BEGIN Input data

PR #55, opened 2017-05-14
Remove some trackers because they're down

Kcchouette:
- exodus.desync.com
- tracker.sktorrent.net

Are down on my side.

Thanks


sharkykh:
@Kcchouette This is a dupe since they're both removed in #14,
no need for two pull requests.

aldacron:
Closed by merging #14

PR #730, opened 2021-09-02
Rekha/detector deploy

rekhaswaminathan:
Added new Deployment API which clients (Azure Devops Task) can call with required parameters such as commit id or commit range to deploy the changes from the repo. 
Runtimehost will fetch the files modified, compile the detectors to generate dll and save the bits to storage.


src/Diagnostics.RuntimeHost/Services/DevOpsClient/DevOpsClient.cs
```diff
@@ -112,6 +116,13 @@ public async Task<object> GetFileContentAsync(string filePathInRepo, string reso
 
             try
             {
+                GitRepository repositoryAsync = await gitClient.GetRepositoryAsync(_project, _repoID, (object)null, new CancellationToken());
+                // If branch is not given, use the default of the repo.
+                if (string.IsNullOrWhiteSpace(branch))
+                {
+                    branch = repositoryAsync.DefaultBranch.Replace("refs/heads/", "");
+                }
```
DarrelDonald, line 124: Is this part needed? It uses the default branch when version isn't specified by default.

rekhaswaminathan: Good catch. I missed that. I will change it

src/Diagnostics.RuntimeHost/Services/DevOpsClient/DevOpsClient.cs
```diff
@@ -221,6 +232,160 @@ public async Task<object> PushChangesAsync(string branch, string file, string re
...
+                {
+                    // hack right now, ideally get from config
+                    var detectorId = String.Join(";", Regex.Matches(change.Item.Path, @"\/(.+?)\/")
+                                        .Cast<Match>()
+                                        .Select(m => m.Groups[1].Value));
+
+
+                    var detectorScriptContent = await GetFileContentInCommit(repositoryAsync.Id, change.Item.Path, gitversion);
+                    var packageContent = await GetFileContentInCommit(repositoryAsync.Id, $"/{detectorId}/package.json", gitversion);
+                    var metadataContent = await GetFileContentInCommit(repositoryAsync.Id, $"/{detectorId}/metadata.json", gitversion);
```
hforeste, line 264: These can be ran concurrently

src/Diagnostics.RuntimeHost/Services/StorageService/StorageService.cs
```diff
@@ -64,9 +65,9 @@ public StorageService(IConfiguration configuration, IHostingEnvironment hostingE
                 }
                 var storageAccount = new CloudStorageAccount(new StorageCredentials(accountname, key), accountname, dnsSuffix, true);
                 tableClient = storageAccount.CreateCloudTableClient();
-                containerClient = storageAccount.CreateCloudBlobClient().GetContainerReference(container);
+                containerClient = storageAccount.CreateCloudBlobClient();
```
hforeste, line 68: nitpik; should we from `containerclient` to `cloudblobclient`?

src/Diagnostics.RuntimeHost/Services/StorageService/StorageService.cs
```diff
@@ -126,11 +127,12 @@ public async Task<List<DiagEntity>> GetEntitiesByPartitionkey(string partitionKe
                     } while (tableContinuationToken != null);
                     timeTakenStopWatch.Stop();
                     DiagnosticsETWProvider.Instance.LogAzureStorageMessage(nameof(StorageService), $"GetEntities by Partition key {partitionKey} took {timeTakenStopWatch.ElapsedMilliseconds}, Total rows = {detectorsResult.Count}, ClientRequestId = {clientRequestId} ");
-                    return detectorsResult.Where(result => !result.IsDisabled).ToList();
+                     return startTime == DateTime.MinValue ? detectorsResult.Where(result => !result.IsDisabled).ToList() :
+                        detectorsResult.ToList();
```
hforeste, line 131: Just making sure I understand this correctly, you want to return detectors regardless if they were disabled or not that were created/updated in the last 5 mins?

https://github.com/Azure/Azure-AppServices-Diagnostics/blob/df3b71f148ae7e0021a2ac6b1f3e44c29754bfdc/src/Diagnostics.RuntimeHost/Services/CacheService/DiagEntityTableCacheService.cs#L45

https://github.com/Azure/Azure-AppServices-Diagnostics/blob/df3b71f148ae7e0021a2ac6b1f3e44c29754bfdc/src/Diagnostics.RuntimeHost/Services/SourceWatcher/Watchers/StorageWatcher.cs#L191-L195

src/Diagnostics.RuntimeHost/Controllers/DeploymentController.cs
```diff
@@ -0,0 +1,162 @@
...
+        private IRepoClient devopsClient;
+        protected ICompilerHostClient _compilerHostClient;
+        protected IStorageService storageService;
+        private IInvokerCacheService detectorCache;
+
+        public DeploymentController(IServiceProvider services, IConfiguration configuration, IInvokerCacheService invokerCache)
+        {
+            this.storageService = (IStorageService)services.GetService(typeof(IStorageService));
+            this.devopsClient = (IRepoClient)services.GetService(typeof(IRepoClient));
+            this._compilerHostClient = (ICompilerHostClient)services.GetService(typeof(ICompilerHostClient));
```
hforeste, line 40: Use constructor injection

src/Diagnostics.RuntimeHost/Controllers/DeploymentController.cs
```diff
@@ -0,0 +1,162 @@
...
+                     
+            DeploymentResponse response = new DeploymentResponse();
+            response.DeploymentGuid = Guid.NewGuid().ToString();
+            response.DeployedDetectors = new List<string>();
+            response.FailedDetectors = new Dictionary<string, string>();
+
+            var commitId = deploymentParameters.CommitId;
+            var timeTakenStopWatch = new Stopwatch();
+            timeTakenStopWatch.Start();
+            DiagnosticsETWProvider.Instance.LogRuntimeHostMessage($"Starting deployment operation for {response.DeploymentGuid}");
```
hforeste, line 62: @rekhaswaminathan maybe we should create new events for this since this is a new and pretty big feature.

src/Diagnostics.RuntimeHost/Services/StorageService/StorageService.cs
rekhaswaminathan: Yes that's correct.  This is because people might delete detectors through PR and when we refresh our in-memory cache, we have to get all detectors regardless they were disabled or not within last 5 mins and remove the ones that were deleted.
Currently there is a limitation that deleted detectors won't go away in the UI until the process is restarted.

src/Diagnostics.RuntimeHost/Controllers/DeploymentController.cs
```diff
@@ -0,0 +1,162 @@
...
+            this.devopsClient = (IRepoClient)services.GetService(typeof(IRepoClient));
+            this._compilerHostClient = (ICompilerHostClient)services.GetService(typeof(ICompilerHostClient));           
+            this.detectorCache = invokerCache;
+        }
+
+        [HttpPost]
+        public async Task<IActionResult> Post([FromBody] DeploymentParameters deploymentParameters)
+        {
+            // If all required parameters are empty, reject the request.
+            if(string.IsNullOrWhiteSpace(deploymentParameters.CommitId) && string.IsNullOrWhiteSpace(deploymentParameters.FromCommitId)
```
ShekharGupta1988, line 48: I am assuming there are other invalid combinations as well, like:
- only FromCommitId present
- only StartDate Present or only EndDate Present
- StartDate > EndDate etc
 
 I would suggest add a class Method in the DeploymentParameters Class only called Validate or something and have this logic there.

src/Diagnostics.RuntimeHost/Controllers/DeploymentController.cs
ShekharGupta1988: ya, I agree. Good to create a bunch of events specific to deployment. Easy to manage and alert on

src/Diagnostics.RuntimeHost/Controllers/DeploymentController.cs
```diff
@@ -0,0 +1,162 @@
...
+                        EntityType entityType = EntityType.Detector;
+                        EntityMetadata metaData = new EntityMetadata(file.Content, entityType, null);
+                        var newInvoker = new EntityInvoker(metaData);
+                        newInvoker.InitializeEntryPoint(tempAsm);
+                        detectorCache.AddOrUpdate(detectorId, newInvoker);
+                    }
+                   
+                } else
+                {
+                    DiagnosticsETWProvider.Instance.LogRuntimeHostMessage($"Deployment id {response.DeploymentGuid}, compilation failed for {detectorId}");
```
ShekharGupta1988, line 151: Once you add a new event for this, can we also add the reason for failure (i.e. compilation output)
It might help us in future to debug in case  partners wonder why their detector didnt deployed successfully.

src/Diagnostics.RuntimeHost/Controllers/DiagnosticControllerBase.cs
```diff
@@ -273,14 +288,29 @@ protected async Task<IActionResult> ExecuteQuery<TPostBodyResource>(TResource re
...
             {
-                if (!jsonBody.References.ContainsKey(p.Key))
+                List<string> gistReferences = DetectorParser.GetLoadDirectiveNames(jsonBody.Script);
+                foreach (string gist in gistReferences)
                 {
-                    // Add latest version to references
-                    jsonBody.References.Add(p);
+                    if(!jsonBody.References.ContainsKey(gist))
+                    {
+                        object gistContent = await devopsClient.GetFileContentAsync($"{gist}/{gist}.csx", resource.ResourceUri, HttpContext.Request.Headers[HeaderConstants.RequestIdHeaderName]);
```
ShekharGupta1988, line 298: Quick question here - For every single ExecuteQuery(i.e. Compilation request), we are getting each gist file code from devops repo, do you forsee us hitting throttling limits on devops pretty frequently? 
Maybe we can consider caching the gist content in memory, however the question would be how to invalidate the cache. Something to think about.

src/Diagnostics.RuntimeHost/Controllers/DeploymentController.cs
```diff
@@ -0,0 +1,162 @@
...
+            {
+                InvocationOutput = new DiagnosticApiResponse()
+            };
+
+            IDictionary<string, string> references = new Dictionary<string, string>();
+
+
+            DiagnosticsETWProvider.Instance.LogRuntimeHostMessage($"Deployment id {response.DeploymentGuid}: {filesToCompile.Count} to compile");
+            //  Compile files
+            foreach( var file in filesToCompile)
```
ShekharGupta1988, line 78: Maybe something you can consider in future to speed up this code (The slowness problem or maybe even throttling will surface for big detector repositories such as ours or AKS and a bunch  of edits by the team): 

- you can split the workload into 2 job tasks: The first task is to handle deleted files and the second task to handle compilation and publish. 
- For deleted files task, instead of updating storage one by one, batch them up and send one request to update.
- For compilation and publish, I see you are compiling each of the files sequentially and then publishing it. This code piece will be hit more regularly.  As a next iteration, you might want to add some degree of parallelism here as well.

What would be nice Rekha here is to keep a close watch (maybe add an email alert as well) on the latency of this API and send an email if latency exceeds a certain dangerous value (like 20 sec, reason - most http clients have 30 sec timeout). If we are seeing too many emails for this, it means we would need to optimize the speed of this API soonish.

src/Diagnostics.RuntimeHost/Services/DevOpsClient/DevOpsClient.cs
```diff
@@ -112,6 +116,13 @@ public async Task<object> GetFileContentAsync(string filePathInRepo, string reso
 
             try
             {
+                GitRepository repositoryAsync = await gitClient.GetRepositoryAsync(_project, _repoID, (object)null, new CancellationToken());
```
ShekharGupta1988, line 119: I think we should use the API cancellation token which has the 60 sec timeout instead of creating new here.

src/Diagnostics.RuntimeHost/Controllers/DiagnosticControllerBase.cs
rekhaswaminathan: Yes Shekhar,  I also thought of implementing a cache at first. I also felt there would be a situation where gist code in the cache might become out of sync with latest code in repo (In case it gets updated via separate PR). For the first iteration, I am taking this approach and will be improving based on usage and metrics (Number of times compilation is called)

src/Diagnostics.RuntimeHost/Controllers/DeploymentController.cs
rekhaswaminathan: For the first two in the list, I have handled them inside inner method that calls the devops API. I'll add validation for last one as well.

src/Diagnostics.RuntimeHost/Services/DevOpsClient/DevOpsClient.cs
rekhaswaminathan: This API call was actually not needed (ref: Darrel's comment on the same file), so I've removed it. For other such calls, I will add the time out.

tests/Diagnostics.Tests/TestData/AutoHeal.csx
```diff
@@ -0,0 +1,442 @@
+#load "DetectorUtils"
```
ShekharGupta1988, line 1: QQ - Can we write a test detector code here using gist and not use our actual detector code, to not accidentally leak any platform info (like table names etc)

rekhaswaminathan: Sure,  I can write a sample one.

hforeste (approved):

ShekharGupta1988 (approved):

PR #732, opened 2021-09-07
Observer integration for Worker apps

SharmaAjay19:


michimune:
Just want to make sure. Is the GeoMaster data provider object instantiated with the correct region? I could not find a code change updating it.

SharmaAjay19:
> Just want to make sure. Is the GeoMaster data provider object instantiated with the correct region? I could not find a code change updating it.

Geomaster details are read from request headers in the diagnostic request middleware and that is how the data provider context is initialized.
image

So the correct geomaster details will be passed by the client, e.g. AppLens or Diagnose & Solve etc.

hforeste (approved):

src/Diagnostics.RuntimeHost/Models/PostBodyModel.cs
```diff
@@ -73,4 +73,14 @@ public class BodyValidationResult
...
     }
+
+    public class DiagnosticWorkerAppData
+    {
+        public string WorkerAppName { get; set; }
+        public string Tags { get; set; }
+        public string ResourceGroupName { get; set; }
+        public string SubscriptionName { get; set; }
+        public string KubeEnvironmentName { get; set; }
+        public string GeoMasterInstance { get; set; }
```
yifguoMSFT, line 84: Just a reminder that we just updated the response structure returned by Observer to
image

yifguoMSFT (approved):

src/Diagnostics.RuntimeHost/Models/PostBodyModel.cs
SharmaAjay19: Yes, I will be incorporating these changes soon.

ShekharGupta1988 (approved):

PR #735, opened 2021-09-13
Fixed bug in listing blobs

rekhaswaminathan:
Fixed bug in Listing blobs which is part of `/dependencyCheck`.


src/Diagnostics.RuntimeHost/Services/StorageService/StorageService.cs
```diff
@@ -278,7 +278,8 @@ public async Task<int> ListBlobsInContainer()
                 options.MaximumExecutionTime = TimeSpan.FromSeconds(60);
                 OperationContext oc = new OperationContext();
                 oc.ClientRequestID = clientRequestId;
-                var blobsResult = await cloudBlobClient.ListBlobsSegmentedAsync(null, true, BlobListingDetails.All, 1000, null, options, oc);
```
hforeste, line 281: Was this not listing blobs before?

rekhaswaminathan: It was. I refactored the `clobBlobClient` in my previous PR and forgot to add the statement to get container reference so it broke.

hforeste (approved):

PR #744, opened 2021-10-15
Accept cert based authentication in compiler host and Search Service

SharmaAjay19:
Security.CertificateAuth classes are taken from our runtimehost classes. Didn't add a direct import to avoid creating dependency on runtimehost which uses different versions of AspNetCore.Authentication module.


src/Diagnostics.CompilerHost/appsettings.json
```diff
@@ -18,5 +18,11 @@
     "AADAuthority": "",
     "ClientId": "", // Azure AAd App id of CompilerHost
     "AllowedAppIds": "" // Azure AAD App id of RuntimeHost
+  },
+  "SecuritySettings": {
+    "AllowedCertIssuers": "",
+    "AllowedCertSubjectNames": "",
+    "ShowIdentityModelErrors": false,
+    "AdditionalAllowedCertSubjectNames": ""
```
rekhaswaminathan, line 26: I don't think we'd need `AdditionalAllowedCertSubjectNames` at this point. Hawk created that for Runtime host for some other reason. Given that CompilerHost will be majorily called by Runtimehost, we can remove this.

rekhaswaminathan:
Where is the code for Runtimehost sending the cert? is that a separate PR?

rekhaswaminathan (approved):

hforeste (approved):

PR #765, opened 2021-11-05
Allow specific PInvoke calls for Certs and Domains detectors

nmallick1:
Update API Block config to allow specific PInvoke calls for Certs and Domains detectors.
Also consider EntryPoint in DllImport attribute while evaluating PInvoke calls.


yifguoMSFT (approved):

src/Diagnostics.Scripts/ApiBlockConfig.json
```diff
@@ -1,14 +1,24 @@
...
           "MessageToShowWhenBlocked": "PInvoke calls are prohibited."
         }
       ]
+    },
+    {
+      "BlockMatchingRegExPattern": "^(dnsapi.dll|dnsapi)\\b",
+      "MessageToShowWhenBlocked": "",
+      "MethodsToBlock": [
+        {
+          "BlockMatchingRegExPattern": "^(?!(DnsQuery_W|DnsRecordListFree)\\b).*",
```
hforeste, line 18: if I understand this correctly, this means block all methods that does not have DnsQuery_W or DnsRecordListFree??

nmallick1: Yes, that is correct. Block call calls other than DnsQuery_W and DnsRecordListFree from dnsapi.dll

src/Diagnostics.Scripts/CompilationService/CustomCodeAnalyzers/BlockCallsAnalyzer.cs
```diff
@@ -106,7 +106,9 @@ private void HandleInvocation(OperationAnalysisContext operationContext)
                         _blockConfig.GetMatchingPInvokeConfig(targetPInvokeDll)?.ForEach(piConfig => {
                             if (piConfig.MethodsToBlock?.Count > 0)
                             {
-                                BlockConfig.GetMatchingBlockMessageList(piConfig.MethodsToBlock, invocation.TargetMethod.Name)?.ForEach(strMessage =>
+                                string pInvokeFunctionName = !string.IsNullOrWhiteSpace(invocation.TargetMethod.GetDllImportData().EntryPointName)? invocation.TargetMethod.GetDllImportData().EntryPointName : invocation.TargetMethod.Name;
```
michimune, line 109: nit: you could write line like this: string pInvokeFunctionName = invocation.TargetMethod.GetDllImportData().EntryPointName ?? invocation.TargetMethod.Name;

michimune (approved):

src/Diagnostics.Scripts/CompilationService/CustomCodeAnalyzers/BlockCallsAnalyzer.cs
nmallick1: @michimune won't ?? check only for NULL and not for whitespace/empty string?

michimune: Sure, you are correct. I am going to dismiss my comment.

hforeste (approved):

PR #768, opened 2021-11-05
updates for demo

DarrelDonald:
adding delete detector
fixing bad requests return 200
added handling for duplicate detector ids

### DIFF
--- a/src/Diagnostics.RuntimeHost/Controllers/DevOpsController.cs
+++ b/src/Diagnostics.RuntimeHost/Controllers/DevOpsController.cs
@@ -90,15 +90,7 @@ namespace Diagnostics.RuntimeHost.Controllers
         public async Task<IActionResult> GetFileContentAsync(string filePathInRepo, string resourceUri, string branch)
         {
             object response = await _devOpsClient.GetFileContentAsync(filePathInRepo, resourceUri, this.HttpContext.Request.Headers[RequestIdHeaderName], branch);
-
-            if (response.GetType() != typeof(BadRequestObjectResult))
-            {
-                return Ok(response);
-            }
-            else
-            {
-                return (IActionResult)response;
-            }
+            return Ok(response);
         }
 
         [HttpGet(UriElements.DevOpsGetBranches)]
--- a/src/Diagnostics.RuntimeHost/Controllers/DevOpsController.cs
+++ b/src/Diagnostics.RuntimeHost/Controllers/DevOpsController.cs
@@ -76,14 +76,29 @@ namespace Diagnostics.RuntimeHost.Controllers
             string resourceUri = jsonBody[$"resourceUri"].ToString();
 
             object response = await _devOpsClient.PushChangesAsync(branch, files, repoPaths, comment, changeType, resourceUri, this.HttpContext.Request.Headers[RequestIdHeaderName]);
-            return Ok(response);
+            if (response.GetType() != typeof(BadRequestObjectResult))
+            {
+                return Ok(response);
+            }
+            else
+            {
+                return (IActionResult)response;
+            }
         }
 
         [HttpGet(UriElements.DevOpsGetCode)]
         public async Task<IActionResult> GetFileContentAsync(string filePathInRepo, string resourceUri, string branch)
         {
             object response = await _devOpsClient.GetFileContentAsync(filePathInRepo, resourceUri, this.HttpContext.Request.Headers[RequestIdHeaderName], branch);
-            return Ok(response);
+
+            if (response.GetType() != typeof(BadRequestObjectResult))
+            {
+                return Ok(response);
+            }
+            else
+            {
+                return (IActionResult)response;
+            }
         }
 
         [HttpGet(UriElements.DevOpsGetBranches)]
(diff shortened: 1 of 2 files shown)


src/Diagnostics.RuntimeHost/Controllers/DevOpsController.cs
```diff
@@ -76,14 +76,29 @@ public async Task<IActionResult> PushChangesAsync([FromBody]JToken jsonBody)
             string resourceUri = jsonBody[$"resourceUri"].ToString();
 
             object response = await _devOpsClient.PushChangesAsync(branch, files, repoPaths, comment, changeType, resourceUri, this.HttpContext.Request.Headers[RequestIdHeaderName]);
-            return Ok(response);
+            if (response.GetType() != typeof(BadRequestObjectResult))
```
rekhaswaminathan, line 79: Can you always return `(IActionResult)response` ? Will that work in success scenarios as well?

src/Diagnostics.RuntimeHost/Services/DevOpsClient/DevOpsClient.cs
```diff
@@ -173,27 +175,43 @@ public async Task<object> MakePullRequestAsync(string sourceBranch, string targe
 
             try
             {
-                dictionary[requestId + "--result"] = await gitClient.CreatePullRequestAsync(dictionary[requestId + "--pr"], _project, _repoID);
-            }
-            catch (Exception ex)
-            {
-                if (ex.Message.Contains("An active pull request for the source and target branch already exists"))
+                dictionary[requestId + "--prList"] = await GetPRListAsync(dictionary[requestId + "--source"], dictionary[requestId + "--target"], requestId);
```
rekhaswaminathan, line 178: Quick question regarding this - This dictionary is maintained in-memory per process right? What if the request lands to create a PR lands in a different instance? How do we handle that scenario?

DarrelDonald: do you mean if the request for PR and the request for Push land in different instances? each request gets passed all the data it needs from the ui. they dont communicate with each other

rekhaswaminathan:
Adding some comments from our demo today -
we should not be throwing a BadRequest to the client when active PR exists for the branch, because the client itself is not passing any incorrect data. We should check if active PR exists for that branch and just push the changes to the branch & not create a PR. Devops automatically updates the PR with the latest push ( as we saw in demo today)

src/Diagnostics.RuntimeHost/Services/DevOpsClient/DevOpsClient.cs
```diff
@@ -173,27 +175,43 @@ public async Task<object> MakePullRequestAsync(string sourceBranch, string targe
...
-                    requestId,
-                    resourceUri,
-                    ex.Message,
-                    ex.GetType().ToString(),
-                    ex.StackTrace
-                    );
-                    throw;
+                else
+                {
+                    dictionary[requestId + "--result"] = dictionary[requestId + "--prList"][0];
```
DarrelDonald, line 185: @rekhaswaminathan the change for handling duplicate PRs instead of throwing a BadRequest is here. If its already there i retrieve the existing pr and return that

src/Diagnostics.RuntimeHost/Controllers/DevOpsController.cs
DarrelDonald: I just tried this out. Trying to cast the success response to IActionResult throws an InvalidCastException. It does still successfully push but UI will get a 500 instead of the success response

rekhaswaminathan: With new change of handling existing active PR, we don't need to check for `BadRequestObjectResult`, correct?

src/Diagnostics.RuntimeHost/Services/DevOpsClient/DevOpsClient.cs
rekhaswaminathan: So this is where I initially asked about my question regarding request going to different instance.
Lets consider the following flow -
Author writes a new detector, Make Push + Create PR -> Lands in instance A & after PR creating, in-memory cache dictionary object now has the PR.
Now the author goes to make an edit to an existing branch which would need to update the active PR. This requests lands in instance B. Since you're checking against dictionary cache, how would this work?

rekhaswaminathan: Also, I did not understand how appending requestid to the key works. The requestid keeps changing every time. Can you explain the purpose a bit more.

src/Diagnostics.RuntimeHost/Controllers/DevOpsController.cs
DarrelDonald: This is in the push. The PR doesnt check for bad request. Push creates a BadRequest when the ID is already in use because duplicate IDs try to create a file that already exists in the repo and that causes failure. the other bad request check i added accidentally. im about to remove that one

src/Diagnostics.RuntimeHost/Services/DevOpsClient/DevOpsClient.cs
DarrelDonald: all of the data retrieved from the dictionary is created in the same request it is being accessed by. the dictionary is only there so that multiple requests on the same instance wont change the data that other requests are still using. the values from the request on instance A wont be needed for the request on instance B

rekhaswaminathan (approved):

PR #774, opened 2021-11-16
minor change for allowing heartbeat to be mirrored to testing kusto cluster

yifguoMSFT:


src/Diagnostics.DataProviders/KustoSDKClient.cs
```diff
@@ -96,7 +96,7 @@ public async Task<DataTable> ExecuteQueryAsync(string query, string cluster, str
                 timeTakenStopWatch.Start();
                 var kustoClient = Client(cluster, database);
                 var kustoTask = kustoClient.ExecuteQueryAsync(database, query, clientRequestProperties);
-                if (_config.QueryShadowingClusterMapping != null && _config.QueryShadowingClusterMapping.TryGetValue(cluster, out var shadowClusters) && startTime > DateTime.Parse("2021-11-12 23:59:59"))
+                if (_config.QueryShadowingClusterMapping != null && _config.QueryShadowingClusterMapping.TryGetValue(cluster, out var shadowClusters) && (startTime == null || startTime > DateTime.Parse("2021-11-12 23:59:59")))
```
nmallick1, line 99: If the start time is Null, can we check if the query is actually a heartbeat query before mirroring it?

nmallick1 (approved):

PR #782, opened 2021-12-01
Fix geomaster endpoint for container apps

michimune:


src/Diagnostics.DataProviders/GeoMasterCertClient.cs
```diff
@@ -30,9 +31,14 @@ public GeoMasterCertClient(GeoMasterDataProviderConfiguration configuration, str
             var geoEndpoint = new UriBuilder(geoMasterHostName)
             {
                 Scheme = "https",
-                Port = GeoMasterCsmApiPort
             };
 
+            // Use the default CSM port if a port number isn't specified at the end
+            if (!Regex.IsMatch(geoMasterHostName, @":\d+/?$"))
+            {
+                geoEndpoint.Port = GeoMasterCsmApiPort;
```
hforeste, line 39: Is there a different port number for containerapps?

michimune: Yes, that's the fix we need.

hforeste (approved):

yifguoMSFT (approved):

PR #139, opened 2022-04-12
Add sign / verify for arbitrary messages

q-src:
This PR adds support for the creation of signatures of arbitrary messages and their verification. A PR for bdk-kotlin will follow.

Signatures can be created using a given `wif`, `prv` or `xprv`. They can be verified using a `pub`, `xpub` or `address`. 

Since these are my very first steps with Rust, please take a closer look at the coding style as well.

### DIFF
--- a/src/bdk.udl
+++ b/src/bdk.udl
@@ -144,6 +144,16 @@ interface EcdsaMessageSigner {
   string sign(string msg);
 };
 
+interface EcdsaMessageSignatureVerifier {
+  [Throws=BdkError, Name=from_pub]
+  constructor(string pubkey);
+  [Throws=BdkError, Name=from_xpub]
+  constructor(string xpub);
+  [Throws=BdkError, Name=from_address]
+  constructor(string address);
+  boolean verify(string sig, string msg);
+};
+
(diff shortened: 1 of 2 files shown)


notmandatory:
This looks cool! I'll take a look and it might be something we want to have in `bdk` eventually.

thunderbiscuit:
@q-src we've discussed this in 2 dev calls and think it might be valuable to have as part of the core Rust bitcoindevkit. Are you interested in opening a PR to add the feature right in bdk?

Also our dev calls are open and bi-weekly, so if ever that's something you're interested in joining we'd love to have you. You can join our [Discord](https://discord.com/invite/d7NkDKm) and you'll find all the info there. Cheers!

thunderbiscuit:
Awesome! You can find the notes and proposed agenda for the upcoming calls both for the core Rust library and the language bindings [here](https://github.com/bitcoindevkit/.github/issues).

I keep the agenda for the language bindings evergreen [here](https://hackmd.io/@thunderbiscuit/devcall).

thunderbiscuit:
Closing in favour of bitcoindevkit/bdk#601.

PR #140, opened 2022-04-15
Add RBF methods to TxBuilder

### LINKED ISSUE #133: Add TxBuilder RBF methods
Add methods to TxBuilder to allow users to control RBF.

See https://docs.rs/bdk/latest/bdk/wallet/tx_builder/struct.TxBuilder.html for docs on what the functions do. 

```udl
interface TxBuilder {
  ... 
  TxBuilder enable_rbf();
  TxBuilder enable_rbf_with_sequence(u32 nsequence);
}

```

artfuldev:
Fix #133 

We need to create another `RbfValue` enum because the actual type is only visible within the crate in `bdk`.

### DIFF
--- a/src/bdk.udl
+++ b/src/bdk.udl
@@ -146,6 +146,8 @@ interface TxBuilder {
   TxBuilder fee_rate(float sat_per_vbyte);
   TxBuilder drain_wallet();
   TxBuilder drain_to(string address);
+  TxBuilder enable_rbf();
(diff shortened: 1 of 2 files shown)


notmandatory (approved):
tACK 220835cffd9288fc6dbccd27551a3c9b25d74a95

Looks good, tested manually via bdk-kotlin and works as expected.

END Input data

→ **What to do**
Word for word, reproduce the listing from its first line through the line that has "Runtimehost will fetch" in it, and go no further.

→ **Problem solution**
PR #55, opened 2017-05-14
Remove some trackers because they're down

Kcchouette:
- exodus.desync.com
- tracker.sktorrent.net

Are down on my side.

Thanks


sharkykh:
@Kcchouette This is a dupe since they're both removed in #14,
no need for two pull requests.

aldacron:
Closed by merging #14

PR #730, opened 2021-09-02
Rekha/detector deploy

rekhaswaminathan:
Added new Deployment API which clients (Azure Devops Task) can call with required parameters such as commit id or commit range to deploy the changes from the repo. 
Runtimehost will fetch the files modified, compile the detectors to generate dll and save the bits to storage.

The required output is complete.